2.2. Содержание и формы специальных действий: 1938–1950 годы
Подобный материал:
1   2   3   4   5   6   7
Однако в июне 1937 года высшее военные руководители, допускавшие возможность ведения боевых действий на территории СССР, в приказе Наркома обороны Маршала К.Е. Ворошилова о «Раскрытии Наркоматом внутренних дел предательской, контрреволюционной военной фашистской организации в РККА» были обвинены в том, что «пытались подорвать мощь Красной Армии и подготовить ее поражение в случае войны»{61}.

Репрессиям подверглись не только люди, но и их книги и документы. В 1928 г. проблеме подготовки и ведения партизанских действий посвятил свой труд «Партизанство» заместитель начальника разведывательного отдела штаба Украинского военного округа П.А. Каратыгин, однако обнаружить эту работу нигде не удалось. По-видимому, труд попал в число книг, подлежащих уничтожению согласно приказу Народного комиссара обороны СССР № 147 от 10 августа 1937 г. «О назначении комиссии для изъятия политически вредной и устаревшей военной и военно-политической литературы{62}.

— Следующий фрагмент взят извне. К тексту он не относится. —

PR #126, opened 2026-07-12
feat(menubar): optional per-model weekly limits (e.g. Fable) in the title

asgeirtj:
The dropdown account rows gained scoped per-model windows (e.g. Fable) recently, which is great — but the menu-bar **title** still only renders `five_hour`/`seven_day`. Right now the number many of us are actually rationing is the Fable weekly bucket, and it's a click away.

This adds an opt-in `title_scoped` setting (default **off**, so existing titles are unchanged) with a toggle under **Settings → Show model limits in title**. When enabled, each scoped window is appended to the title as `<name> <pct>%`, after the 5h/7d segments, reusing `_rolled_weekly_window` so a passed weekly reset renders as 0% just like the dropdown rows.

Combined with `title_pct: off` you can make the title track only the model bucket:

```
⇄ asgeirtj6 · Fable 24%
```

or with `title_pct: both`:

```
⇄ asgeirtj6 · 24% · 15% · Fable 24%
```

- Settings round-trip via the existing `MenuBarSettings` load/save (unknown-key-tolerant, so older configs are unaffected)
- 3 new tests in `tests/test_menubar.py`; full suite passes
- Running it live on my own menubar since this afternoon

Happy to adjust naming (`title_scoped` vs `show_scoped_in_title`) or fold it into `TITLE_PCT_CHOICES` if you'd rather model it that way.

### DIFF
--- a/src/claude_swap/menubar.py
+++ b/src/claude_swap/menubar.py
@@ -45,6 +45,7 @@ class MenuBarSettings:
 
     show_account_name: bool = True
     title_pct: str = "both"  # one of TITLE_PCT_CHOICES
+    title_scoped: bool = False  # append per-model weekly limits (e.g. Fable) to the title
     refresh_interval: int = 60
     auto_switch_enabled: bool = False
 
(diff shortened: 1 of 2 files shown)


realiti4:
Thanks for the PR, it looks good, merged it!

PR #128, opened 2026-07-12
feat: per-account aliases (#110)

### LINKED ISSUE #110: feat: per-account aliases (short names) in list, switch and menu bar
## Use case

I manage 3 Claude accounts on one machine, each with a distinct role (e.g. one for site development, two for content generation). They live on similar-looking emails, so telling them apart in `cswap list` and the menu bar means reading full addresses.

## Request

A user-defined short alias per account, e.g.:

```bash
cswap alias 1 dev
cswap alias 2 content-a
```

Shown wherever accounts are displayed, and accepted wherever accounts are addressed:

- `cswap list` / TUI / menu bar: `1: dev (claude@example.com) [CCT]`
- `cswap switch dev`, `cswap run content-a`, `cswap remove dev`

## Notes

- Slot numbers already work as short handles for switching, but they carry no meaning and reshuffle mentally when accounts are added/removed; a named handle is self-documenting.
- Alias is display/addressing sugar only — no change to stored credentials; could live in `settings.json` (or a sidecar map keyed by account email) in the backup root.
- Related to the display work in #102, but orthogonal: this is about naming, not detail rows.

Thanks for the tool — the auto-switcher saved my batch pipeline from mid-run rate limits on day one.

mliem2k:
Closes #110.

## What this adds

```
cswap alias 2 dev            # set (also: cswap alias user@example.com dev)
cswap alias dev prod         # rename (identifier can itself be an alias)
cswap alias 2 --unset        # remove
cswap alias                  # list current aliases
cswap add --alias dev        # convenience at add time
```

Aliases work anywhere an identifier does: `cswap switch dev`, `cswap remove dev`, `cswap run dev`.

## Following the spec worked out in the issue thread

Resolution precedence is **number → alias → email**. Validation: letters/digits/`-`/`_`/`.`, non-empty, normalized to lowercase, never purely numeric (reserved for slot numbers), unique across accounts.

The issue thread flagged three specific gaps in a first-draft design, all addressed here:

1. **`switch`/`remove` would reject aliases before resolution.** Both `switch_to` and `remove_account` validate a non-digit identifier with `_validate_email()` *before* `_resolve_account_identifier` is ever called, so `cswap switch dev` would fail with "Invalid email format". Both now check `_is_known_alias()` first and skip that gate for a recognized alias.
2. **The real display plumbing is the `accounts_info` 7-tuple (now, was 6), not `AccountInfo`.** Threaded through `_build_accounts_info` → `list_accounts`'s print loop (alias renders as `alias (email)` *after* the `  {num}: ` prefix the TUI watch-view parser depends on, never replacing it), `AccountSnapshot` (TUI account cards + remove menu), `account_row` in `json_output.py`, and the menu bar's `format_title`/`format_account_label`/dropdown/remove menu.
3. **Export/import and `add` re-run.** `transfer.py` carries `alias` through export and validates it on import (rejects a malformed alias, rejects a duplicate alias within one export file; a collision against an *already-present local* alias warns and drops just the alias rather than aborting the whole import, since alias is display sugar, not critical account data). Re-running `cswap add` on an already-managed account (the refresh-in-place branch) never touches the alias field at all; moving an aliased account to a new explicit `--slot` preserves it instead of silently wiping it.

## Storage

An optional `alias` field on each account record in `sequence.json`, alongside the existing `email`/`uuid`/`organizationUuid`/`organizationName`/`added`. Missing/`null` for every pre-existing account, so no migration is needed.

## Tests

45 new tests:
- `test_switcher.py` (`TestAccountAliases`, 20 tests): set/unset/list, number/alias/email resolution precedence, duplicate/numeric/invalid-character rejection, rename via an existing alias as the identifier, `switch_to`/`remove_account` no longer gate aliases on email format, `add_account` preserves alias across a re-slot and via `--alias`, refresh-in-place never touches it.
- `test_cli.py` (`TestAliasCommand` + `TestAddAliasFlag`, 15 tests): the full `cswap alias` command including usage-error argument combinations, root guard, main() dispatch, and an end-to-end `cswap switch dev` drive proving the identifier reaches `main()` without an "Invalid email format" error.
- `test_json_output.py`: `alias` present when set, absent (not null) when unset.
- `test_tui.py`: `account_card_text`/`mini_account_text` render `alias (email)`.
- `test_menubar.py`: `format_account_label`/`format_title` prefer alias; `_adapt_snapshot` carries it through.
- `test_transfer.py` (`TestAliasTransfer`, 4 tests): round-trip, invalid-alias rejection, same-export duplicate rejection, cross-machine collision drops the alias without aborting the import.

Full suite: 1250 passed, 3 skipped (up from 1205 passed on main).

### DIFF
--- a/src/claude_swap/cli.py
+++ b/src/claude_swap/cli.py
@@ -12,6 +12,7 @@ from claude_swap.exceptions import ClaudeSwitchError
 from claude_swap.json_output import error_envelope
 from claude_swap.printer import (
     accent,
+    bolded,
     dimmed,
     error,
     force_utf8_output,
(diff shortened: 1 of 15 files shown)


jslitzkerttcu:
Hey @mliem2k, didn't see this land until after I'd already opened #129 for the same issue (I'm assigned to #110). Since we've both built the same feature independently, wanted to flag the overlap rather than let it sit as a silent duplicate, and pass along one thing from reviewing both implementations that's worth fixing regardless of which one lands:

Your alias validation regex (`^[a-z0-9_.-]+$` in models.py) allows a leading hyphen, e.g. "-dev". Once set, that alias can never be passed back into any command; argparse reads a leading-hyphen positional as an option flag, so `cswap switch -dev` would fail with "unrecognized arguments" instead of resolving. Worth rejecting at validation time.

@realiti4, happy to let you pick whichever implementation you'd prefer, or point to specific things from either one you'd like carried into the other. Not trying to make this a competition, just want to save you the trouble of discovering the duplicate/the hyphen bug yourself.

mliem2k:
Thanks for the catch, and sorry for the collision, @jslitzkerttcu. I opened this without noticing #110 already had an assignee, and you clearly had the head start here (the design in the issue thread is yours, worked out directly with @realiti4).

Confirmed the leading-hyphen bug: my `_ALIAS_RE` (`^[a-z0-9_.-]+$`) does allow `-dev` as a set-able alias, which then can never be passed back into any command since argparse reads it as a flag. Good catch. Since #129 also fixes that plus the `--unset`-with-no-target and self-import-collision edge cases, closing this in favor of that one rather than asking @realiti4 to pick between duplicates.

PR #129, opened 2026-07-13
feat: per-account aliases (short names)

### LINKED ISSUE #110: feat: per-account aliases (short names) in list, switch and menu bar

jslitzkerttcu:
## Summary

Closes #110. Implements the alias design we proposed in the issue, refined per your feedback (thanks for the detailed review!):

```
cswap alias 2 dev          # set (also: cswap alias user@example.com dev)
cswap alias dev prod       # rename (identifier can itself be an alias)
cswap alias 2 --unset      # remove
cswap alias                # list current aliases
cswap add --alias dev      # convenience at add time
```

Resolution precedence is number → alias → email, matching the spec. Validation: `^[a-z0-9._-]+$` after lowercasing, not purely digits, no leading hyphen (argparse would read it as a flag), unique across accounts.

## The three gaps you flagged

1. **`switch_to`/`remove_account` gates**: both previously ran `_validate_email()` on any non-digit identifier before `_resolve_account_identifier` ever saw it, so `cswap switch dev` failed with "Invalid email format". Fixed by checking for an alias match first; the interactive duplicate-email prompt is now skipped for a resolved alias (aliases are unique by construction, so it never needs disambiguation).

2. **Display plumbing**: went through the real hot paths you named instead of the dead `AccountInfo.display_label`. Widened `_build_accounts_info`'s tuple (6 → 7, alias appended) and threaded it through `list_accounts`, `accounts_snapshot` → `AccountSnapshot` (TUI cards and the remove-account menu), `account_row` (JSON), and `_build_status_payload`. Menu bar's `format_title`/`format_account_label` prefer the alias over the email-derived label when set. Every surface leads with the alias ("alias (email)") since the whole point is not having to read full addresses to tell similar-looking accounts apart.
   - Also found the `list_accounts` print-loop comment claiming a `tui._watch_account_rows` parser depends on the exact output format was stale; that function no longer exists anywhere in the repo (it predates the Textual TUI rewrite). Removed the comment since there's no actual constraint left.

3. **Export/import + `add_account` alias preservation**: `alias` is carried through the export entry builder, import validation/normalization, and the `new_record` write. `add_account`'s explicit-slot full-record-write branch reads the existing record first and carries its alias forward instead of dropping it on refresh/migrate, and the refresh-in-place path applies a passed `--alias` immediately rather than ignoring it.
   - Import policy: an incoming alias that collides with an existing local alias is dropped with a warning rather than failing the whole import (aliases are a display nicety, not identity).

## Architecture

- `normalize_alias()` in `models.py` is the single source of truth for validation, shared by the CLI, `add_account`, and import validation.
- `set_alias()`/`unset_alias()` are dedicated methods with a clear API; `list_aliases()` returns structured `(num, alias, email)` tuples so the CLI (or any future caller) formats its own output rather than the switcher printing directly.

## Testing

- Full suite: 1205 → 1261 tests, all green.
- Coverage includes: alias validation, resolution precedence (including rename-via-alias), the gate-fix regressions, `add --alias` on fresh/refresh/migrate paths, export/import round-trip + collision handling (including a self-import edge case), JSON payload fields, menu bar and TUI formatting (including the remove-account menu), and a handful of edge-case fixes an independent review pass surfaced (leading-hyphen rejection, `--unset` with no target, and an empty-string identifier that could otherwise silently match an arbitrary account).
- Manually smoke-tested the CLI end-to-end.

## Test plan

- [x] `pytest tests/`: 1261 passed, 3 skipped
- [x] Manual: `cswap alias 1 dev`, `cswap alias`, `cswap list` (alias shown, leading), `cswap alias 2 dev` (duplicate, errors), `cswap alias dev prod` (rename via alias), `cswap remove dev`, `cswap alias 1 --unset`, `cswap alias --unset` (no target, errors), `cswap alias 1 -dev` (leading hyphen, errors)

### DIFF
--- a/README.md
+++ b/README.md
@@ -65,6 +65,7 @@ Or switch to a specific account:
 ```bash
 cswap switch 2
 cswap switch user@example.com
+cswap switch dev                # or by alias, once set with `cswap alias 2 dev`
 ```
 
 Not sure which one? `cswap list` is the dashboard — every account's 5-hour and 7-day usage and reset times at a glance:
@@ -168,7 +169,11 @@ cswap config                    # Show or edit settings (see Configuration below
 cswap list                      # Show all accounts with 5h/7d usage and reset times
 cswap status                    # Show current account
 cswap add --slot 3              # Add account to a specific slot (prompts before overwrite)
+cswap add --alias dev           # Add account and give it a short alias
 cswap remove 2                  # Remove an account
+cswap alias 2 dev               # Give an account a short alias (usable anywhere NUM|EMAIL is)
+cswap alias 2 --unset           # Remove an account's alias
+cswap alias                     # List all aliases
 cswap tui                       # Interactive dashboard (also: bare `cswap`)
 cswap watch                     # Dashboard, opened on the live watch page
 cswap upgrade                   # Upgrade claude-swap to the latest version
@@ -286,6 +291,8 @@ cswap switch 2 --json
 Every payload carries a `schemaVersion` (currently `1`); on a handled error stdout is `{"schemaVersion":1,"error":{...}}` with a non-zero exit code. `--switch`/`--switch-to` report `{"switched": true|false, "from": …, "to": …, "reason": …}`.
 
 Usage is served from a per-account cache: when the usage API is briefly unreachable, the last-known numbers are shown instead of nothing (the human view marks them with their age, e.g. `· 2m ago`). Rows with usage carry additive `usageFetchedAt`/`usageAgeSeconds` fields telling you how old the measurement is.
+
+An account row also carries an additive `alias` field once one is set with `cswap alias` (e.g. `"alias": "dev"`); accounts without one simply omit the key.
 
 </details>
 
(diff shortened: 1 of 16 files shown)


realiti4:
Looking really good! Thanks for the PR, I've merged it.

PR #130, opened 2026-07-13
Add `disable`/`enable` to hold an account out of auto-rotation

kmizzi:
## What

Adds two commands to park a managed account out of automatic rotation without removing it (and losing its stored login):

```bash
cswap disable <num|email>   # hold out of auto-rotation
cswap enable  <num|email>   # put it back
```

The legacy flag spellings `--disable-account` / `--enable-account` work too, matching the rest of the CLI.

## Why

There's currently no way to say "keep this account managed, but don't auto-switch onto it right now" — a work account you don't want touched, one you're resting, or a temporarily-flaky login. The only options are `remove` (destroys the stored login) or nothing. This adds a reversible toggle.

## Behavior

A disabled account is skipped by:
- the **auto-switch engine** (every candidate list routes through `switchable_account_numbers()`),
- bare **`cswap switch`** rotation, and
- the **`best`** and **`next-available`** strategies.

It stays fully managed and remains a valid **explicit** `cswap switch <num|email>` target — disabling only affects *automatic* selection, so you can still deliberately jump to a parked account. The fresh-machine bootstrap path (activating a login right after `--import`) is intentionally untouched.

`cswap list` shows a `(disabled)` marker; `--list --json` carries an additive `"disabled": true` on the row (absent otherwise, so existing consumers are unaffected).

## Implementation

- State is a per-account `disabled: true` flag in `sequence.json`. It's preserved across the org-field migration (which mutates records in place) and is naturally cleared when a slot is removed and re-added.
- New switcher API: `set_account_disabled()`, `is_account_disabled()`, `disabled_account_numbers()`, and a `_disabled_from_data()` helper. `switchable_account_numbers()`, `_select_best_switchable()`, and the `switch()` rotation loop gained the `and not disabled` predicate (rotation prints a `Skipping Account-N (disabled)` line / JSON warning, mirroring the existing broken-slot skip).
- Resolution reuses `resolve_account()` (NUM or EMAIL; hard error on ambiguous email or unknown account). Disabling the active account or the last remaining rotation target prints a heads-up but never blocks.

## Tests

21 new tests: flag storage + accessors, rotation/`best` exclusion, explicit `switch <num>` still activating a disabled slot, re-add clearing the flag, idempotent toggles, active-account / last-account warnings, the `(disabled)` list marker, the JSON field, and CLI dispatch for both the subcommands and legacy flags. Full suite green (`1226 passed, 3 skipped`).

## Follow-up (not in this PR)

The TUI/menu-bar automatically *respect* disabled state (their switch actions call the same `switch()` paths), but don't yet surface a `(disabled)` marker or an in-app toggle — a natural next step.

https://claude.ai/code/session_01XCcSh6s4UiLHrwKLd1UNaX

### DIFF
--- a/README.md
+++ b/README.md
@@ -98,6 +98,7 @@ cswap auto --dry-run           # log what it would do, never switch
 - Usage polling is adaptive — a couple of accounts per check, busy alternates watched more closely, exhausted ones left alone until they reset — so API traffic stays flat no matter how many accounts you manage.
 - It fails safe: if a usage check errors it keeps trusting the last-known numbers while retries back off, and an expired token on an idle machine makes it hold rather than fail over (Claude Code refreshes the token on your next message).
 - An account whose refresh token has died is quarantined and reported until you log in with it and re-run `cswap add --slot N`. API-key accounts are never rotated onto unless you pass `--include-api-key-accounts`.
+- To hold an account out of rotation yourself — a work account you don't want touched, one you're resting — run `cswap disable <num|email>`; `cswap enable <num|email>` puts it back. Disabled accounts are skipped by auto-switch, bare `cswap switch`, and the `best` / `next-available` strategies, but stay fully managed and remain a valid explicit `cswap switch <num|email>` target. They show a `(disabled)` marker in `cswap list`.
 - By default only the account-wide 5h/7d windows drive switching. If you work on one model and hit its **weekly per-model limit** first (e.g. Fable), add `--model Fable` (or `cswap config set autoswitch.model Fable`) to fold that model's window into the decision, so it switches off an account whose model quota is spent even while its 5h/7d windows still have room.
   - **Model names** are Anthropic's own per-model `display_name`s, matched case-insensitively. The exact strings for your accounts are the per-model rows in `cswap list` (e.g. a line reading `Fable: 100%`).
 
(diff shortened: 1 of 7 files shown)


realiti4:
Hi, thanks for the PR. I think this is a great idea and would be very useful.

It looks good overall. However, the alias feature PR landed just before this one. Could you also add support for aliases and resolve any conflicts? Once that is done, we should be able to merge it. Thanks!

kmizzi:
Thanks! Done — rebased onto the current `main` (with the alias feature) and added alias support:

- **Alias resolution comes for free.** `set_account_disabled` resolves its target through `resolve_account` → `_resolve_account_identifier`, so `cswap disable dev` / `cswap enable dev` (or any alias) work the same as a number or email — no separate resolution path.
- **Conflicts resolved in the list output.** `list_accounts` and `_build_list_payload` now carry the alias `label` and the `(disabled)` marker together, and `account_row` keeps both the new `alias` and my additive `disabled` JSON field.
- **New test** `test_disable_and_enable_by_alias` proves the alias path (aliases an account, disables/enables it by alias, asserts rotation membership).

Full suite green: **1283 passed, 3 skipped**. Ready for another look.

realiti4:
Thanks for the adjustments! I've merged it.

PR #133, opened 2026-07-13
feat: surface and toggle disabled state in the TUI and menu bar

kmizzi:
Follow-up to #130. That PR added `cswap disable` / `enable` to hold accounts out of auto-rotation, and the interactive surfaces already **respected** the flag (their switch actions call the same `switch()` paths) — but they didn't yet **surface** a `(disabled)` marker or offer an in-app toggle. As the #130 description put it:

> The TUI/menu-bar automatically respect disabled state … but don't yet surface a `(disabled)` marker or an in-app toggle — a natural next step.

This is that next step.

## What changed

- **Snapshot** — `AccountSnapshot.disabled`, populated by `accounts_snapshot` from the sequence store, so every interactive view reads the flag in the same coherent one-pass view as usage and active-detection (no second read that could disagree).
- **TUI** — a `(disabled)` marker on the active account card and on the inactive one-line rows, plus a **Disable / enable account…** submenu. Selecting an account toggles it in place: the action reads the live state to pick the direction, and there's no confirm modal since it's fully reversible.
- **Menu bar (macOS)** — the same `(disabled)` marker on each account row, and a **Disable / enable account** submenu whose rows are check-marked when disabled.
- Both toggles route through the existing `set_account_disabled`, i.e. the same path the CLI uses — so number/alias/email resolution and the JSON store stay identical across surfaces.

## Behavior notes

- Disabled accounts remain fully managed and stay a valid **explicit** switch target from these menus (matching the CLI: only *auto*-rotation skips them). The marker is informational; the toggle is the only new mutation.
- No new keybindings — the toggle lives in the menu, consistent with the dashboard's "actions live in the nested menu" design.

## Tests

- TUI: `(disabled)` marker on card + mini rows; submenu toggle disables without a modal and pops back to root; a disabled row offers *enable* and flips back on.
- Menu bar: `format_account_label` disabled marker; `_adapt_snapshot` tuple carries `disabled` through.
- Switcher: disable/enable by alias resolves like number/email.

Full suite green (`uv run pytest`): 1287 passed, 3 skipped.

### DIFF
--- a/README.md
+++ b/README.md
@@ -98,7 +98,7 @@ cswap auto --dry-run           # log what it would do, never switch
 - Usage polling is adaptive — a couple of accounts per check, busy alternates watched more closely, exhausted ones left alone until they reset — so API traffic stays flat no matter how many accounts you manage.
 - It fails safe: if a usage check errors it keeps trusting the last-known numbers while retries back off, and an expired token on an idle machine makes it hold rather than fail over (Claude Code refreshes the token on your next message).
 - An account whose refresh token has died is quarantined and reported until you log in with it and re-run `cswap add --slot N`. API-key accounts are never rotated onto unless you pass `--include-api-key-accounts`.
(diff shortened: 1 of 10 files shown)


realiti4:
Thank you for the follow-up, looks good. I've merged it.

В результате репрессий 1937–1938 годов обученные и подготовленные, как их тогда называли, кадровые советские диверсанты были поголовно уничтожены. Уцелели только те, кто до начала массовых расстрелов был отправлен в Испанию. Все партизанские отряды были расформированы, а тайники с оружием, боеприпасами и минно-взрывными средствами демонтированы. Сами термины «диверсия», «диверсионная деятельность», «диверсант» и т.п. стали применяться исключительно в отрицательном смысле и только применительно к врагам. Дальнейшее развитие Воздушно-десантных войск пошло по линии наращивания возможностей по ведению боевых действий в тылу противника только в форме общевойскового боя при проведении Красной Армией наступательных операций.

Однако прекращение развития различных форм малой войны в Советском Союзе не остановило стремительное развитие теории и практики диверсионных действий в время гражданской войны в Испании. У испанцев, которые в последний раз партизанили против Наполеона, не было ни навыков, ни специалистов-диверсантов, способных решать специфические задачи партизанской борьбы в тылу современной регулярной армии.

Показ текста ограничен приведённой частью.